A LUMPHINNANS dad has raised £1,626 in memory of his daughter who died unexpectedly from a heart condition.

Sharon Brown was just 37-years-old when she went to bed one night in June 2016 and never woke up again.

Her father Stuart Hughes has been raising money for the British Heart Foundation (BHF) in the hope that other families won’t have to suffer a similar tragedy.

Stuart, 61, a project material controller, told the Times: “Myself and my wife were on holiday in Turkey at the time – it was just a nightmare.

“She was only 37, just went to bed and never woke up again. The way I would describe it is like there was a short circuit on her heart and she died very suddenly.”

Sharon left behind four children as well as her husband Paul. Her youngest daughter Holly was only two at the time.

Stuart recently took on the challenge of white water rafting six miles down the River Tay from Aberfeldy to raise funds.

He added: “I got the rafting experience for Christmas and a thought came to me that I could raise some money. I wanted to do something and as I’ve got involved with fundraising I’ve got to meet the scientists that the BHF support.

“There are various projects that they are working on and I don’t think people realise how many conditions can be helped through research on the heart. I’m 61 so if I can do it anyone can!

“People were very generous and the amount raised was way above my expectations. However, it could not have been possible without the support of my wife Marjorie, daughter Nicola, Diamonds Bars, Bertie Ross and Andy Johnstone (Fife Bowles).”

Every week 12 people under the age of 40 in the UK die unexpectedly from a heart condition they didn’t know they had.
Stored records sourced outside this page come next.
PR #186, opened 2024-11-08
Added several new sql dbms management systems to EntityObjectEngineType 

vanderpol:
Added several newer SQL DBMS engines for possible future use

### DIFF
--- a/oval-schemas/independent-definitions-schema.xsd
+++ b/oval-schemas/independent-definitions-schema.xsd
@@ -2502,6 +2502,26 @@ SERVERPROPERTY('IsClustered') AS [is_clustered]
                                     <xsd:documentation>The access value describes the Microsoft Access database engine.</xsd:documentation>
                               </xsd:annotation>
                         </xsd:enumeration>
+                        <xsd:enumeration value="aurora">
+                              <xsd:annotation>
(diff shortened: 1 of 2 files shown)


solind (changes requested):
You need to make corresponding changes to  the `EntityItemEngineType` in `independent-system-characteristics-schema.xsd`.

vanderpol:
Thanks @solind for that catch.  I'm wondering if for OVAL 6.0 there's a way to prevent all of these duplicated enumerations that we tend to forget to update with time?  Feels like these enumerations need to be part of a 'common' file vs duplicated in definitions and system-chars.

Update is ready for your review.

solind (approved):

solind:
> I'm wondering if for OVAL 6.0 there's a way to prevent all of these duplicated enumerations that we tend to forget to update with time? Feels like these enumerations need to be part of a 'common' file vs duplicated in definitions and system-chars.

I think it should be investigated as something we could do with schema consolidation.  First someone needs to research why/how it came to be the way it is now!

vanderpol:
@solind, I think we'd have to talk to the original guys at MITRE who developed the spec to know (maybe Jon Baker or Danny Haynes?) Either way, we are where we are... I'll ponder the level of effort to improve it for 6.0, and see if we have time.

PR #187, opened 2024-11-16
Remove dirs from gh action clean script

DeafBDoor:
OVAL-Board, Area Supervisors, and Email List Archives dirs were removed from the repository, so they are not needed into the clean up script anymore.


dodys (approved):
lgtm, thanks!

PR #190, opened 2024-11-16
Generate html doc on release workflow

DeafBDoor:
This PR consists of two parts:
- a github action (named buildDocs-action) which runs a Docker container to build the documentation
- changes to the buildRelease workflow so it uses the buildDocs-action

Note that - currently - the buildRelease workflow is not handling the release properly, so additional changes are needed.
I'm marking this PR as a draft for this reason alone. 

Update: Release is now being generated as a draft with all files required. PR was also simplified to use a single workflow with two jobs + an action which is responsible for the Docker container which builds the docs.


DeafBDoor:
Solution now should work without issues. It just requires a version label as a parameter, then it generates a draft release containing the source and the HTML docs.

vanderpol:
@DeafBDoor, sounds very promising, I really appreciate your efforts on this.   Can I see the test results of this on your branch of this repository, or do we need to do it live on our repository to test?

vanderpol:
@DeafBDoor thanks for the invite to see your fork of the OVAL project.  I have a couple minor suggestions:
1.  Recommend renaming OVAL_HTML to be OVAL-<version>-Documentation
2.  In the OVAL-<version>.zip file, we can remove the oval-specifications directory, for 2 reasons.   First is that it's also included in the OVAL HTML documentation zip, but primarily because they are no longer being updated, and we may drop them entirely very soon, unless someone has a week or more of time to update them.
3. In the generated HTML files, something isn't quite right, if you click on any of the hyperlinks on the left pane, you end
 up seeing  the source HTML (see screenshot)  
image

vanderpol:
@DeafBDoor please get with @A-Biggs  regarding the potential to use a different XSLT transforms to create HTML docs based on the old MITRE documentation, which are easier to read and don't have the platform overlap issue with dnscache and others.  If your changes are ready to be pulled into master, please let me know as well.

DeafBDoor:
Hey, sorry for the radio silence. I’m moving to another country soon, so
all my available went to bureaucratic work.

Do we have a reference on how to work with these XLST transforms?

Kind regards,
Richard Maciel Costa


Em seg., 25 de nov. de 2024 às 12:37, Jack Vander Pol <
***@***.***> escreveu:

DeafBDoor:
> Hey @DeafBDoor, I know you weren't on today's OVAL Board meeting call, but the release docs came up as a discussion point, and the thought was where the Read The Docs (.rst files) were causing issues with links being wrong, that for the release, it might be better to do something similar to what is done in the Joval Repo [here](https://github.com/joval/jOVAL/blob/master/scap/GNUmakefile) to build the HTML docs directly from the XSDs, where that doesn't have the link issue. I was going to take a crack at getting the github runner to build the docs that way and zip them up so that what is included with the release has the links correct. If you are able to figure out how to fix the links using the existing build process, let me know and we can maybe go with that.

Sure, I can investigate the problem, but I believe your idea to use a mechanism that already works is much better. I can change the Dockerfile responsible for generating the docs to use jOVAL instead. It's just a matter of getting the correct set of requirements.

DeafBDoor:
Tested docker image `docker.io/library/eclipse-temurin:8` and only had to install `make`.
It ran the makefile flawlessy.

So, my idea here is to just substitute the Dockerfile which uses python to generate the documentation by one which uses eclipse-temurin java 8. We can directly use the commands from jOVAL (by cloning the repo), or copy the commands from the jOVAL repo (given that licenses are compatible).

I don't like the idea of adding jOVAL as a dependency to OVAL, because it would create a circular dependency, so I vote for copying the makefiles and modyfing them to just generate the documentation.

A-Biggs:
FYI, I just put up a [PR](https://github.com/OVAL-Community/OVAL/pull/196) with what I was thinking for the release process for creating the docs based on the Joval way.  Have a look at that.

vanderpol:
Are both PR's needed?  Glad to approve whatever is needed, just let me know.

A-Biggs:
I don't think both are needed.  I think the https://github.com/OVAL-Community/OVAL/pull/196 does everything we need when it comes to releases.

At some point we should visit how to generate and update the Read The Docs pages (or maybe update them to not be generated from .rst files, or replace that page to the latest release zip file), but I see that effort being outside of the scope of this release github workflow.

vanderpol:
@A-Biggs Sounds good.  For now I can run the transforms on my computer and commit the updated .rst files for readTheDocs, and figure out a more elegant solution later.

This can be caused by Sudden Arrhythmic Death Syndrome (SADS) just like the condition Sharon had.

Scientists funded by the BHF have been investigating the electrical problems in the heart that lead to SADS, so that we can get better at identifying people at risk and provide treatments to prevent these tragic deaths.

“As well as Sharon there was a young teenage lad from Lumphinnans who was fit as anything playing sport and his heart just stopped working last year too,” Stuart said.

“When Sharon died we were all obviously worried that it might be hereditary but we’ve all be tested apart for the wee ones and none of us have the condition. I have eight grandchildren all together, so it was such a relief to hear that.

“It’s not easy but we are just trying to get the British Heart Foundation a higher profile because they do a heck of a lot. If it saves some other family from going through what we did then it’s a plus.”

Stuart has also been asked to be a voluntary speaker for the British Heart Foundation.

Lisa Robertson, BHF Scotland fundraising manager, said: “We’d like to thank Stuart for taking on this amazing challenge.

“Everyone seemed really touched by his story.

“The fantastic amount that Stuart raised will go towards funding lifesaving and life-changing research which could help with diagnosis and new treatments to minimise the devastation to future families.”